In 2009, Diane McGill was working at an animal welfare organization in Portland, Ore. when she received an important phone call. A woman needed a group or organization to provide care for her ailing friend's pet. McGill assumed such an agency would be easy to find, but her search turned up empty. Just like Sempek, when McGill became aware of a need, she sprang into action.

She teamed up with a group of professionals, and together, they formed Pet Peace of Mind. The organization, now active in 42 states, assists local hospices in providing care for their patients’ pets. Pet Peace of Mind provides the training and program model to the healthcare organization, which then operates the services on their own. Pet care referrals are triggered by social workers in direct contact with patients. Their requests are sent to the hospice volunteer coordinator, who assigns it to a specially trained volunteer. The hospice is also responsible for re-homing the pet if the patient dies.

Pet Peace of Mind has a strategic partnership with the National Hospice and Palliative Care Organization. NHPCO, the largest hospice organization in the country, keeps Pet Peace of Mind front and center with their members, which allows for a special co-marketing partnership.

All hospices partnered with Pet Peace of Mind provide care for cats and dogs. The individual hospices determine what additional types of animals it will take on. Birds, fish, reptiles and horses are some of the animals for which the program has provided care.
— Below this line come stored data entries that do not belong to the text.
PR #6066, opened 2021-05-05
Require PFS commits to be on a branch

Tryneus:
With Global IDs, multiple commits may be accessible in the same repo with the same ID (due to changing multiple branches in a repo within a single transaction, or other more convoluted ways).  While this will likely not be a common issue once we move stats to a system repo, it must still be possible to disambiguate between multiple commits in the same repo with the same global ID.  The first (and most tedious) step towards this is requiring all commits to be made on a branch.  Following this PR, a commit can no longer _not_ be on a branch in a repo.  In addition, in preparation for the aforementioned disambiguation, any place in the API where we specify a commit ID, we may also specify a branch name.

In this PR:
 * PFS proto changes:
   * Replaced `Commit.Repo` with `Commit.Branch`, as the repo can now be accessed in the `Branch`
   * Removed `CommitInfo.Branch`, it should now be accessed in `CommitInfo.Commit.Branch`
   * `CommitProvenance.Branch` removed, as the branch can now be accessed in `CommitProvenance.Commit.Branch`
   * `StartCommitRequest.Branch` is no longer optional and has been changed from a `string` to a `Branch` so that `StartCommitRequest.Commit` may be omitted entirely since we can get the repo info from the `Branch`
 * All PFS client wrapper functions that involve commits also include a branch name parameter
 * When specifying a commit by branch rather than ID, we will now construct a proto like:
```diff
Commit{
+ Branch: {
    Repo: {
      Name: "data"
    },
+   Name: "master",
+ },
- ID: "master",
}
```
 * As a side-effect, some code assumed anyone could start a commit on an output repo as long as it was not on a branch.  For the time being, I have removed the check that disallows starting a commit on a branch in an output repo so that this could still work.


src/server/pfs/server/driver.go
```diff
@@ -765,28 +739,23 @@ func (d *driver) makeCommit(
 // If a complete commit provenance is passed in it just uses that.
 // It accepts an STM so that it can be used in a transaction and avoids an
 // inconsistent call to d.inspectCommit()
-func (d *driver) resolveCommitProvenance(stm col.STM, userCommitProvenance *pfs.CommitProvenance) (*pfs.CommitProvenance, error) {
+func (d *driver) resolveCommitProvenance(stm col.STM, userCommitProvenance *pfs.CommitProvenance) (*pfs.CommitProvenance, *pfs.CommitInfo, error) {
```
jdoliner, line 742: This was already the case but it strikes me as a little bit weird that this mutates one of its arguments and then returns it rather than just mutating it and having the user use it? Is there a good reason to do that?

jdoliner (approved):
A few comments but overall nothing I think absolutely needs to be fixed.

src/server/pfs/server/driver.go
Tryneus: I also do not like this, but I was afraid of how many bugs I might introduce if I changed this.  I don't doubt that this has caused bugs by being the way it is either, though.

src/server/pfs/server/driver.go
```diff
@@ -1593,7 +1564,7 @@ func (d *driver) squashCommit(txnCtx *txnenv.TransactionContext, userCommit *pfs
 		// BFS upwards through graph for all non-deleted children
 		var next *pfs.Commit                            // next vertex to search
 		queue := []*pfs.Commit{lowestCommitInfo.Commit} // queue of vertices to explore
-		liveChildren := make(map[string]struct{})       // live children discovered so far
+		liveChildren := make(map[string]string)         // live children discovered so far
```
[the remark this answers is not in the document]
Tryneus: I believe multiple commits could have the same branch in `liveChildren` - do you see an issue with that?  I think what we actually want is for the key to be a `commitKey` and the value to be a `*pfs.Commit`, but at the moment that doesn't change anything until global IDs are in.

brycemcanally:
I think `src/internal/workload` is a dead package. Would you mind deleting it with this PR?

src/pfs/pfs.proto
```diff
@@ -58,15 +58,13 @@ message RepoAuthInfo {
 }
 
 message BranchInfo {
+  reserved 1;
```
brycemcanally, line 61: I don't think we need to reserve this with 2.0 since there is no expectation of compatibility. I kind of think that we would benefit from renumbering all of our protos for 2.0, then being stricter about the reserved numbers moving forward.

src/server/pfs/server/driver.go
```diff
@@ -424,28 +432,23 @@ func (d *driver) deleteRepo(txnCtx *txnenv.TransactionContext, repo *pfs.Repo, f
...
-//   commit, but 'branch' is still moved to point at the new commit
-// - If neither 'parent.ID' nor 'branch' are set, the new commit will have no
-//   parent
-// - If only 'parent.ID' is set, and it contains a branch, then the new commit's
-//   parent will be the HEAD of that branch, but the branch will not be moved
+// - 'parent' may be omitted, in which case the parent commit is inferred
+//   from 'branch'.
+// - If 'parent' is set, it determines the parent commit, but 'branch' is
+//   still moved to point at the new commit
 // TODO: Remove the v1 storage data structures from this function, they are not
```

"The strangest pet we've cared for is a tarantula," McGill said. "The bond is the bond…we're here to help the patients as well as the animals."

Shanon "Z" Zeisloft, a lieutenant in the Muscogee County Sheriff's Department in Columbus, Ga., has been a Pet Peace of Mind volunteer for three years. Her work with animals began when the sheriff's department implemented a therapy dog program in their jail. Zeisloft agreed to come aboard as the dog's handler, and found a sweet, bear-of-a-dog named Beethoven (pictured left) at a local shelter. She worked with Beethoven as he became a therapy dog for inmates with mental health needs, and was so moved by the positive impact, Zeisloft decided to use him in the community. One of the first places she contacted was Columbus hospice, which is partnered with Pet Peace of Mind, and she instantly connected with the program.

"I'm the lucky one…to be involved in the Pet Peace of Mind project," Zeisloft said.

Eventually, Zeisloft started taking Beethoven to visit patients. After witnessing powerful animal-to-human connections, she began journaling her experiences. Zeisloft had never worked with animals prior to her partnership with Beethoven, and since then, has found an additional call of duty.

"My life has been completely changed by having Beethoven as a therapy dog and volunteering in our community," Zeisloft said. “I’m just in it for the ride. I will forever be a volunteer with Columbus Hospice because they are amazing.”